Source data:
- - - - -
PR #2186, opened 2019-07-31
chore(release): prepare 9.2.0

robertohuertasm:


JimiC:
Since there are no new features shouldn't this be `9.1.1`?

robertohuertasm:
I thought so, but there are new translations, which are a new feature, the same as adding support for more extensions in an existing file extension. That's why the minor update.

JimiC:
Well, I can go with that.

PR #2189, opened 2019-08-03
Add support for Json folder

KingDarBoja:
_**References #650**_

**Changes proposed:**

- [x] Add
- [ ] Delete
- - - - -
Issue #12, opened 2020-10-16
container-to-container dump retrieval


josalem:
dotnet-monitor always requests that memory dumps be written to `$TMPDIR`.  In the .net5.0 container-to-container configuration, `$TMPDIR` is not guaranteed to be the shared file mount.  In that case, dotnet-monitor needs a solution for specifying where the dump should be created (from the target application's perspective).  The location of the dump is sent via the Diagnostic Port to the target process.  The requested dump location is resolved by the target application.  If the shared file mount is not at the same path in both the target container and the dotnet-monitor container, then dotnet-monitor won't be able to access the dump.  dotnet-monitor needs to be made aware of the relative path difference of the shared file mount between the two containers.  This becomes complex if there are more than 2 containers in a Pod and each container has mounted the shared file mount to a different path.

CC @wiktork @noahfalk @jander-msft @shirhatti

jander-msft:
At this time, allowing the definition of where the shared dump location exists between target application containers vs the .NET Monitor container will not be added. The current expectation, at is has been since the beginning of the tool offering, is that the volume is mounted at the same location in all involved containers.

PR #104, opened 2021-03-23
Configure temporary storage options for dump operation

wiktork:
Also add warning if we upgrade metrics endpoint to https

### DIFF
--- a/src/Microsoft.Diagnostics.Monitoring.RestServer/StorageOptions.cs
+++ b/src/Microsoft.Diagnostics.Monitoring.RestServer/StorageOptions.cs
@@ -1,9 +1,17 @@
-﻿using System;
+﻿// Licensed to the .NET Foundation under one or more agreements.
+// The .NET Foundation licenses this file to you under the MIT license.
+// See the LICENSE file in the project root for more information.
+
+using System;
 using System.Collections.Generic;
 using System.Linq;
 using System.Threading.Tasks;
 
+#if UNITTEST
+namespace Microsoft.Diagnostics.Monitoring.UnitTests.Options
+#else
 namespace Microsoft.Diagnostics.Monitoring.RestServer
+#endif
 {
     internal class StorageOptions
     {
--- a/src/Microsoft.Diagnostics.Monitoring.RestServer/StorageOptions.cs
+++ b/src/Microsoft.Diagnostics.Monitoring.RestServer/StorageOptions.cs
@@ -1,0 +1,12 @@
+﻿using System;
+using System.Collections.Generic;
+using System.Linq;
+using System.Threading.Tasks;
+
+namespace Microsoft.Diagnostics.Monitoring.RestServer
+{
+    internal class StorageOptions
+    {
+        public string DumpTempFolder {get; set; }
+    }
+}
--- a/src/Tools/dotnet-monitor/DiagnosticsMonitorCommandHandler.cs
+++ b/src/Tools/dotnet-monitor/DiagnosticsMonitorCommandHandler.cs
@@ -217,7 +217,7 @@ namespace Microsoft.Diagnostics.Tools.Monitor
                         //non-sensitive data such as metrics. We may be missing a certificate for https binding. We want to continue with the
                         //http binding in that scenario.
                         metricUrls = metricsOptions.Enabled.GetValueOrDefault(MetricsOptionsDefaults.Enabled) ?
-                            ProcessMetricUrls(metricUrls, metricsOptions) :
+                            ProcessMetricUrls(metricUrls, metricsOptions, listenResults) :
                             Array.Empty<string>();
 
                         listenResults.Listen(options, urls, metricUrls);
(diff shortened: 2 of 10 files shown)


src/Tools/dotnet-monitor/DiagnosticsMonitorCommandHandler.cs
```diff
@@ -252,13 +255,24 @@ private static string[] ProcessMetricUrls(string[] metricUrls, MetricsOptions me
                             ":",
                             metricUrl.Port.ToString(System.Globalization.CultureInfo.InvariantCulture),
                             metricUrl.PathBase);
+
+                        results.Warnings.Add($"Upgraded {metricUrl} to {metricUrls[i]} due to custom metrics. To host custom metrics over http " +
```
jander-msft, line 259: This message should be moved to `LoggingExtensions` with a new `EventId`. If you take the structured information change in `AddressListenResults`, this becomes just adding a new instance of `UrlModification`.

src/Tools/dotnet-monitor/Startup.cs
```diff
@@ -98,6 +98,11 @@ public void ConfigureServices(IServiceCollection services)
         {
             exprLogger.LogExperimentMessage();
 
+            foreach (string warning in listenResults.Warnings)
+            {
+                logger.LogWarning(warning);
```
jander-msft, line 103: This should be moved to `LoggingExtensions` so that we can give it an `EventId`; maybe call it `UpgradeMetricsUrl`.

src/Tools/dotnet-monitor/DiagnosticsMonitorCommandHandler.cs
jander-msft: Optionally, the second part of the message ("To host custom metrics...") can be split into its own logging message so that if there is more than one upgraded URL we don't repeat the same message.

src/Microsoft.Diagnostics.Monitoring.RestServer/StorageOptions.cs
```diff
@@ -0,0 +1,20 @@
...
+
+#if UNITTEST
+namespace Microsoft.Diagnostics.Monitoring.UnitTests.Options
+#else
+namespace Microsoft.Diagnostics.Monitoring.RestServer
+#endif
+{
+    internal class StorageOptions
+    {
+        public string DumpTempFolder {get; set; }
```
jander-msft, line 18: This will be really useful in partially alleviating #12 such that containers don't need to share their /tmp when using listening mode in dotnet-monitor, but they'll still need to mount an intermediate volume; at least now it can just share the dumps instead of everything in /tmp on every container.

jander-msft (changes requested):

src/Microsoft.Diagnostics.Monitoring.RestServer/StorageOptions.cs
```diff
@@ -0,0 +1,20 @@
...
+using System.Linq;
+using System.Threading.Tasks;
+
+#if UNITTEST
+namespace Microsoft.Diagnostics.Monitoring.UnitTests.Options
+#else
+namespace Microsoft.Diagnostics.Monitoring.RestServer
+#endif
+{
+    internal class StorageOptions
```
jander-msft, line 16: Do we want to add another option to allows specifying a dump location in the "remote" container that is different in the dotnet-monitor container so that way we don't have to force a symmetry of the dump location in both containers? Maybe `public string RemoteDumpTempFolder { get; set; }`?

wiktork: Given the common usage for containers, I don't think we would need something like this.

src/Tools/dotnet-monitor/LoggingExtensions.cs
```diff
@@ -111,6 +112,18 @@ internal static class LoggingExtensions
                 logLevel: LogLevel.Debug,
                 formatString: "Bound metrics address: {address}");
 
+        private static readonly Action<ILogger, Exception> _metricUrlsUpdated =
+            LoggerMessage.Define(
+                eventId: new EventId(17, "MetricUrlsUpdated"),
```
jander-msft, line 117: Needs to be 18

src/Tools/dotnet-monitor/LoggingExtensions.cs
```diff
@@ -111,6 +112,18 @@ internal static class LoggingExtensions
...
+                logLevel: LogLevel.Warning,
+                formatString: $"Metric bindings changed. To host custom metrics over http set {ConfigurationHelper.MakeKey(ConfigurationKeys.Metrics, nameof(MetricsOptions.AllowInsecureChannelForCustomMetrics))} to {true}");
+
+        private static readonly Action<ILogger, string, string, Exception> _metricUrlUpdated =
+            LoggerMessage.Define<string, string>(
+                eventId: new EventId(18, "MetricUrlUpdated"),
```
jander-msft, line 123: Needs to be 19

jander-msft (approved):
- - - - -
Which lines of the records above hold the word "custom"? Copy each of them.

Task output:
+                        results.Warnings.Add($"Upgraded {metricUrl} to {metricUrls[i]} due to custom metrics. To host custom metrics over http " +
jander-msft: Optionally, the second part of the message ("To host custom metrics...") can be split into its own logging message so that if there is more than one upgraded URL we don't repeat the same message.
+                formatString: $"Metric bindings changed. To host custom metrics over http set {ConfigurationHelper.MakeKey(ConfigurationKeys.Metrics, nameof(MetricsOptions.AllowInsecureChannelForCustomMetrics))} to {true}");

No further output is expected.